Spatio-chromatic Adaptation via Higher-Order Canonical Correlation Analysis

Spatio-chromatic Adaptation via Higher-Order Canonical Correlation Analysis

Place: Large Lecture Room

Affiliation: Univ. de València, Spain  

Observations of a source change depending on the acquisition conditions. Adaptation to these changes can be understood as maximizing the correspondence between the responses to these different observations. Methods related to Canonical Correlation Analysis (CCA) have been proposed to explain adaptation of biological color vision mechanisms under different illumination conditions. Optimal coding (related to Independent Components Analysis -ICA-) has been proposed to reproduce the spatio-chromatic structure of V1 receptive fields in fixed illumination conditions. However, on the one hand, CCA does not yield optimal representations of color images in information theoretic terms since it is based just on 2nd order statistics. On the other hand, separate ICAs applied to datasets with different illuminations do not give rise to appropriate correspondences.

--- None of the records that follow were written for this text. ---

PR #678, opened 2022-06-17
meta: Add an LL1 description of the language

Hendiadyoin1:
This description might not be 100% accurate yet, but it is a start to
have some sort of formal documentation for the syntax.

The file name, and location dont seem ideal to me, suggestions welcome.
If I got anything wrong or forgot something, feel free to point that out

### DIFF
--- a/meta/language.LL1
+++ b/meta/language.LL1
@@ -1,0 +1,185 @@
+// About this document
+// This is a EBNF *like* description of the Jakt Programming Language
+//
+// EBNF/LL1 dialect:
+// * Blocks are defined by an identifier and an equals, followed by the definition
+// * Literal Characters are surrounded by quotation-marks, preferably double-quotes
+// * Regex-literals matches are surrounded by forward-slashes
+// * Optional groups are surrounded by square-brackets
+// * Repeated groups are surrounded by curly-braces
+// * Groupings are surrounded by round-parentheses
+// * Comments are denoted by a double-slash in-front of them
+// * Multiple possible matches are separated by a vertical-bar/or-sign
+// * FIXME: This currently relies on left-side-recursion, which is not valid in LL(k)
+//
+// The most outer scope checks for `Declaration`s
+//
+// This is not yet as fine grained as it could be and does not differentiate
+// between some groups, so this is not (yet) a full guide to tokenization
+// Also the order of definitions and notation is currently not fully consistent
+
+// Stolen from https://webidl.spec.whatwg.org/#prod-i and adjusted to match Jakt more closely
+integer     = /-?([1-9][0-9]*|0[Xx][0-9A-Fa-f]+|0[Oo][0-7]*|0)([ui](8|16|32|64)|uz)?/
+float       = /-?(([0-9]+\.[0-9]*|[0-9]*\.[0-9]+)([Ee][+-]?[0-9]+)?|[0-9]+[Ee][+-]?[0-9]+)(f(64|32))?/
+            | /-?([1-9][0-9]*|0)f(64|32)/
+identifier  = /_?[A-Za-z][0-9A-Z_a-z-]*/
+
+String      = '"' {EscapedChar} '"'
+ByteLiteral = "b'" EscapedChar "'"
+CChar       = "'" EscapedChar "'"
+
+EscapedChar = /([^\\]|\\.)/
+
+boolean_op = /[<>]|[<>=!]=/
+
+op  = /[+-*\/%|^&]/
+    | /[&|+-*\/]=/
+    | boolean_op
+    | /\?\?=?/ 
+lop = /++|--?|[*~]|/
+    | "not"
+    | "&raw"
+rop = /++|--/
+    | ("[" Expression "]")
+
+Constant         = integer
+                 | float
+                 | String
+                 | ByteLiteral
+                 | CChar
+                 | "None"
+                 | "true" | "false"
+
+BuiltinType      = /f(32|64)/
+                 | /[iu](8|16|32|64)/
+                 | "usize"
+                 | /c_(int|char)/
+                 | "bool"
+                 | "String"
+                 | "void"
+
+TypeExpression   = BuiltinType ["?"]
+                 | {identifier [GenericSpecifier] "::" } identifier [GenericSpecifier] ["?"]
+                 | "[" TypeExpression "]" ["?"]
+                 | "[" TypeExpression ":" TypeExpression "]" ["?"]
+                 | "{ TypeExpression "}" ["?"]
+                 | "raw" TypeExpression  ["?"]
+                 | "weak" TypeExpression "?"
+
+GenericSpecifier = "<" TypeExpression {"," TypeExpression} ">"
+
+ArrayLiteral     = "[" [ArrayItem [ArrayItems]] "]"
+                 | "[" Expression ";" integer "]"
+ArrayItems       = "," ArrayItem [ArrayItems]
+ArrayItem        = Expression
+
+MapLiteral       = "[:]"
+                 | "[" MapItem [MapItems] "]"
+MapItems         = "," MapItem [MapItems]
+MapItem          = Expression ":" Expression
+
+SetLiteral       = "{" [SetItem [SetItems]] "}"
+SetItems         = "," SetItem [SetItems]
+SetItem          = Expression
+
+Range            = Expression ".." Expression
+
+MatchExpression  = "match" Expression "{" {MatchCase} "}"
+MatchCase        = MatchKey "=>" Statement
+MatchKey         = MatchKey "|" MatchKey
+                 | {identifier "::"} identifier ["(" {identifier [":" identifier]} ")"]
+                 | Constant
+                 | "else"
+
+// FIXME: The second operand can be an Enum-Variant as well, but that is coincidentally
+//        also handled by the  TypeExpression
+IsExpression     = Expression "is" TypeExpression
+CastExpression   = Expression /as[!?]/ TypeExpression
+
+// FIXME: Generics are currently only allowed on the last part of the Expression
+Expression       = Expression op Expression
+                 | lop Expression
+                 | Expression rop
+                 | "(" Expression ")"
+                 | Constant
+                 | ArrayLiteral
+                 | MapLiteral
+                 | SetLiteral
+                 | Range
+                 | MatchExpression
+                 | IsExpression
+                 | CastExpression
+                 | identifier [GenericSpecifier] {"::" identifier [GenericSpecifier]}
+                 | [Expression] /!?\./ identifier [GenericSpecifier]
+                 | Expression "(" ArgumentList ")"
+
+Statement        = Expression  [";"]
+                 | DeclarationStatement
+                 | AssignmentStatement
+                 | ReturnStatement
+                 | YieldStatement
+                 | BlockStatement
+                 | ThrowStatement
+                 | IfStatement
+                 | TryStatement
+                 | ForStatement
+                 | LoopStatement
+                 | WhileStatement
+                 | "defer" Statement
+                 | "unsafe" BlockStatement
+                 | "cpp" "{" {String} "}"
+                 | "continue"
+                 | "break"
+
+DeclarationStatement = /let|mut/ identifier [":" TypeExpression] "=" Expression [";"]
+AssignmentStatement  = identifier "=" Expression [";"]
+ReturnStatement      = "return" [Expression] [";"]
+YieldStatement       = "yield" [Expression] [";"]
+ThrowStatement       = "throw" [Expression] [";"]
+
+BlockStatement       = "{" Statement "}"
+
+IfStatement          = "if" BooleanExpression BlockStatement ["else" BlockStatement]
+TryStatement         = "try" (Expression | BlockStatement) "catch" identifier BlockStatement
+ForStatement         = "for" identifier "in" Expression BlockStatement
+LoopStatement        = "loop" BlockStatement
+WhileStatement       = "while" Expression BlockStatement
+
+// NOTE: `mut this` is only allowed in ClassFunctions
+ParameterList   = ["mut"] "this" [Parameters]
+                | Parameter [Parameters]
+                |
+Parameters      = "," Parameter [Parameters]
+Parameter       = ["anon"] ["mut"] identifier ":" TypeExpression
+
+ArgumentList  = [Argument [Arguments]]^^
+Arguments     = "," Argument [Arguments]
+Argument      = [identifier ":"] Expression
+
+Declaration    = Comment
+               | Namespace
+               | Import
+               | Function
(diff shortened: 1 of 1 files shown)


meta/language.LL1
```diff
@@ -0,0 +1,147 @@
...
+// * Multiple possible matches are separated by a vertical-bar/or-sign
+//
+// The most outer scope checks for `Declaration`s
+//
+// This is not yet as fine grained as it could be and does not differentiate
+// between some groups, so this is not (yet) a full guide to tokenization
+// Also the order of definitions and notation is currently not fully consistent
+
+// Stolen from https://webidl.spec.whatwg.org/#prod-i and adjusted to match Jakt more closely
+integer     = /-?([1-9][0-9]*|0[Xx][0-9A-Fa-f]+|0[Oo][0-7]*|0)([ui](8|16|32|64))?/
```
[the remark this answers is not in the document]
Hendiadyoin1: is `z` valid as well?

meta/language.LL1
```diff
@@ -0,0 +1,147 @@
...
+Comment        = /\/\/.*\n/
+Import         = "import" identifier ["{" identifier {"," identifier} "}"]
+Function       = ["extern"] "function" identifier [GenericSpecifier] "(" ArgumentList ")" ["->" TypeExpression] ["throws"] [("{" {Statement} "}") | ("=>" Expression)]
+
+// NOTE: This describes Classes and Structs
+Class          = ["extern"] ("class"|"struct") identifier "{" {ClassMembers} "}"
+ClassMembers   = ClassFunction | ClassMember
+ClassMember    = [AccessModifier ["mut"]] identifier ":" TypeExpression
+ClassFunction  = [AccessModifier] "function" identifier [GenericSpecifier] "(" ArgumentList ")" ["->" TypeExpression] ["throws"] (("{" {Statement} "}") | ("=>" Expression))
+AccessModifier = "public"
```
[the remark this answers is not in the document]
Hendiadyoin1: Sure missed that

meta/language.LL1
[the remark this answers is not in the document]
alimpfard: I don't think so, `uz` is `usize`, I don't think we have `size`.

meta/language.LL1
```diff
@@ -0,0 +1,178 @@
...
+// The most outer scope checks for `Declaration`s
+//
+// This is not yet as fine grained as it could be and does not differentiate
+// between some groups, so this is not (yet) a full guide to tokenization
+// Also the order of definitions and notation is currently not fully consistent
+
+// Stolen from https://webidl.spec.whatwg.org/#prod-i and adjusted to match Jakt more closely
+integer     = /-?([1-9][0-9]*|0[Xx][0-9A-Fa-f]+|0[Oo][0-7]*|0)([ui](8|16|32|64)|uz)?/
+float       = /-?(([0-9]+\.[0-9]*|[0-9]*\.[0-9]+)([Ee][+-]?[0-9]+)?|[0-9]+[Ee][+-]?[0-9]+)(f64)?/
+            | /-?([1-9][0-9]*|0[Xx][0-9A-Fa-f]+|0[Oo][0-7]*|0)f64/
```
AtkinsSJ, line 23: f32 is also a suffix: https://github.com/SerenityOS/jakt/blob/a0fd770771c134149f8b11605d295280207eb519/src/lexer.rs#L583

I think you asked about `z`, and that's not listed. (I thought it was one but I don't have the best memory.)

Hendiadyoin1: Thanks
Added that aswell

meta/language.LL1
```diff
@@ -0,0 +1,178 @@
...
+// NOTE: This describes Classes and Structs
+Class          = ["extern"] ("class"|"struct") identifier "{" {ClassMembers} "}"
+ClassMembers   = ClassFunction | ClassMember
+ClassMember    = [AccessModifier ["mut"]] identifier ":" TypeExpression
+ClassFunction  = [AccessModifier] "function" identifier [GenericSpecifier] "(" ArgumentList ")" ["->" TypeExpression] ["throws"] (("{" {Statement} "}") | ("=>" Expression))
+AccessModifier = "public"
+               | "private"
+               | "restricted" "(" identifier [GenericSpecifier] {"," identifier [GenericSpecifier]} ")"
+
+Enum           = ["boxed"] "enum" identifier [GenericSpecifier] [":" TypeExpression] "{" EnumMember {EnumMember} "}"
```
alimpfard, line 175: `GenericSpecifier` and `":" TypeExpression` are mutually exclusive (and so is `"boxed"` with `":" TypeExpression`).

meta/language.LL1
```diff
@@ -0,0 +1,178 @@
...
+EnumMember     = ClassFunction
+               | identifier ["(" [identifier ":"] TypeExpression {"," [identifier ":"] TypeExpression} ")"]
```
alimpfard, line 177: Given an enum with an underlying type, the members can also be `identifier ["=" Expression]`.

meta/language.LL1
```diff
@@ -0,0 +1,178 @@
...
+Parameter      = [identifier ":"] Expression
+
+Declaration    = Comment
+               | Namespace
+               | Import
+               | Function
+               | Class
+               | Enum
+
+Comment        = /\/\/.*\n/
```
alimpfard, line 161: This won't match comments at the end of the file.

```suggestion
Comment        = /\/\/.*$/
```

meta/language.LL1
```diff
@@ -0,0 +1,178 @@
...
+
+IfStatement          = "if" BooleanExpression BlockStatement ["else" BlockStatement]
+TryStatement         = "try" (Expression | BlockStatement) "catch" identifier BlockStatement
+ForStatement         = "for" identifier "in" Expression BlockStatement
+LoopStatement        = "loop" BlockStatement
+WhileStatement       = "while" Expression BlockStatement
+
+// NOTE: `mut this` is only allowed in ClassFunctions
+ArgumentList   = [[["mut"] "this"] [Arguments]]
+Arguments      = "," Argument [Arguments]
```
alimpfard, line 147: This allows `foo(, bar: T)`

meta/language.LL1
```diff
@@ -0,0 +1,178 @@
...
+Argument       = ["anon"] ["mut"] identifier [":" TypeExpression]
```
alimpfard, line 148: I'm pretty sure the type annotation is required here

meta/language.LL1
```diff
@@ -0,0 +1,178 @@
...
+BlockStatement       = "{" Statement "}"
+
+IfStatement          = "if" BooleanExpression BlockStatement ["else" BlockStatement]
+TryStatement         = "try" (Expression | BlockStatement) "catch" identifier BlockStatement
+ForStatement         = "for" identifier "in" Expression BlockStatement
+LoopStatement        = "loop" BlockStatement
+WhileStatement       = "while" Expression BlockStatement
+
+// NOTE: `mut this` is only allowed in ClassFunctions
+ArgumentList   = [[["mut"] "this"] [Arguments]]
```
alimpfard, line 146: This is a Parameter...

meta/language.LL1
```diff
@@ -0,0 +1,178 @@
...
+Arguments      = "," Argument [Arguments]
+Argument       = ["anon"] ["mut"] identifier [":" TypeExpression]
+
+ParameterList  = [Parameter [Parameters]]
```
alimpfard, line 150: ...and this is an Argument.

meta/language.LL1
```diff
@@ -0,0 +1,178 @@
...
+// Also the order of definitions and notation is currently not fully consistent
+
+// Stolen from https://webidl.spec.whatwg.org/#prod-i and adjusted to match Jakt more closely
+integer     = /-?([1-9][0-9]*|0[Xx][0-9A-Fa-f]+|0[Oo][0-7]*|0)([ui](8|16|32|64)|uz)?/
+float       = /-?(([0-9]+\.[0-9]*|[0-9]*\.[0-9]+)([Ee][+-]?[0-9]+)?|[0-9]+[Ee][+-]?[0-9]+)(f(64|32))?/
+            | /-?([1-9][0-9]*|0)f(64|32)/
+identifier  = /_?[A-Za-z][0-9A-Z_a-z-]*/
+
+String      = '"' EscapedContent '"'
+ByteString = "b'" EscapedContent "'"
```
alimpfard, line 27: You mean a ByteLiteral? this thing can only contain a single byte in the ASCII range afaik

meta/language.LL1
```diff
@@ -0,0 +1,178 @@
...
+MatchCase        = MatchKey "=>" Statement
+MatchKey         = MatchKey "|" MatchKey
+                 | {identifier "::"} identifier ["(" {identifier [":" identifier]} ")"]
+                 | Constant
+                 | "else"
+
+IsExpression     = Expression "is" TypeExpression
+CastExpression   = Expression "as!" TypeExpression
+
+Expression       = Expression op Expression
```
alimpfard, line 97: `Expression "is" Expression` is not a valid construct (op => boolean_op => "is").

meta/language.LL1
```diff
@@ -0,0 +1,178 @@
...
+                 | lop Expression
+                 | Expression rop
```
alimpfard, line 99: Left recursion isn't valid in LL(k).

meta/language.LL1
```diff
@@ -0,0 +1,178 @@
...
+                 | "(" Expression ")"
+                 | Constant
+                 | ArrayLiteral
+                 | MapLiteral
+                 | SetLiteral
+                 | Range
```
alimpfard, line 105: This technically can't be here as it causes left recursion (there's tonnes of this, I won't bother with the rest).

meta/language.LL1
```diff
@@ -0,0 +1,178 @@
...
+
+MatchExpression  = "match" Expression "{" {MatchCase} "}"
+MatchCase        = MatchKey "=>" Statement
+MatchKey         = MatchKey "|" MatchKey
+                 | {identifier "::"} identifier ["(" {identifier [":" identifier]} ")"]
+                 | Constant
+                 | "else"
+
+IsExpression     = Expression "is" TypeExpression
+CastExpression   = Expression "as!" TypeExpression
```
alimpfard, line 95: There's also `as?`.

meta/language.LL1
```diff
@@ -0,0 +1,178 @@
...
+Comment        = /\/\/.*\n/
+Namespace      = "namespace" identifier "{" {Declaration} "}"
+Import         = "import" identifier ["{" identifier {"," identifier} "}"]
+Function       = ["extern"] "function" identifier [GenericSpecifier] "(" ArgumentList ")" ["->" TypeExpression] ["throws"] [("{" {Statement} "}") | ("=>" Expression)]
+
+// NOTE: This describes Classes and Structs
+Class          = ["extern"] ("class"|"struct") identifier "{" {ClassMembers} "}"
+ClassMembers   = ClassFunction | ClassMember
+ClassMember    = [AccessModifier ["mut"]] identifier ":" TypeExpression
+ClassFunction  = [AccessModifier] "function" identifier [GenericSpecifier] "(" ArgumentList ")" ["->" TypeExpression] ["throws"] (("{" {Statement} "}") | ("=>" Expression))
```
alimpfard, line 170: A function (class or not) is allowed to have no body.

meta/language.LL1
```diff
@@ -0,0 +1,178 @@
...
+AccessModifier = "public"
+               | "private"
+               | "restricted" "(" identifier [GenericSpecifier] {"," identifier [GenericSpecifier]} ")"
+
+Enum           = ["boxed"] "enum" identifier [GenericSpecifier] [":" TypeExpression] "{" EnumMember {EnumMember} "}"
+EnumMember     = ClassFunction
```
alimpfard, line 176: This currently doesn't accept `restricted(...)` (but it should in the future).

alimpfard (commented):
Sorry I took a while to review this ^^'
The left recursions can be left alone since this isn't really trying to conform to either ebnf or ll(k), but I figured I'd keep the comments.

meta/language.LL1
Hendiadyoin1: Ah ok
Wa confused with the variant-is, but the IsExpression should magically handle that one aswell

meta/language.LL1
Hendiadyoin1: I could not find a user of that in the current code base, so I was not sure if that exists

meta/language.LL1
Hendiadyoin1: wdym, an ellipsis in the restriction?

meta/language.LL1
Hendiadyoin1: Ok I currently dont really know how to fix that one, but I will add a note to the introduction

meta/language.LL1
alimpfard: No, I mean restricted (anything)
Currently only public/private is accepted there iirc

meta/language.LL1
```diff
@@ -0,0 +1,181 @@
...
+                 | ArrayLiteral
+                 | MapLiteral
+                 | SetLiteral
+                 | Range
+                 | MatchExpression
+                 | IsExpression
+                 | CastExpression
+                 | identifier {"::" identifier}
+                 | [Expression] /!?\./ identifier
+                 | Expression "(" ArgumentList ")"
```
Hendiadyoin1, line 111: I feel there are some missing `[GenericSpecifier]`s missing here
@alimpfard can you confirm that any identifier here can take a GenericSpecifier?

alimpfard: Only the call target can atm
```
Expression ["<" {Typename} ">"] "(" ... ")"
```

Hendiadyoin1: So something like `my_enum<i64>::myvalue` is not allowed currently?
Same for any of
```
MyClass<T>::static_function(...)
MyClass::static_function<T>(...)
generic_constant<T>
```
My guess would be that the GenericSpecifier belongs to the identifier and not to the Expression

alimpfard: Yep, that's currently not valid.

cybergsus:
You can't iterate over a Range<Range<_>> but, even if it sounds goofy, the syntax allows it: `(0..2)..(8..3)`. This makes no logical sense, but the parser can be made simpler and then reject any iteration that goes over that type

mnlrsn:
> 

> even if it sounds goofy, the syntax allows it

Sure, that was my point, too. The question is more if it *should* allow it...

cybergsus:
> Sure, that was my point, too. The question is more if it *should* allow it...

I don't feel like prohibiting this explicitly syntax-wise, since it's nature is more specific to the **type** *inside* of the range. That's OK to be parsed, a range is an expression. It will be rejected by typechecker. Disallowing this pattern explicitly in syntax only adds noise to the language spec and to the parser.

In this work we propose an extension of CCA, the Higher-Order Canonical Correlation Analysis (HOCCA), which combines desirable properties of CCA and ICA. HOCCA enforces independence between sources inside each dataset as in ICA. At the same time, HOCCA generalizes CCA since not only correlation but also variance dependencies between datasets are maximized. This statistical tool is appropriate to explain visual adaptation since organization of biological sensors not only requires an appropriate response coupling in corresponding situations, but it is also guided by optimal coding principles. Advantages of HOCCA in spatio-chromatic adaptation are twofold:

  1. The filters identified by HOCCA have similar independence performance as separate ICA filters, and their shape resembles that of V1 receptive fields (thus over performing CCA).
  2. HOCCA has similar correspondence behavior as CCA and reproduces psychophysical corresponding pairs data (thus over performing separate ICAs).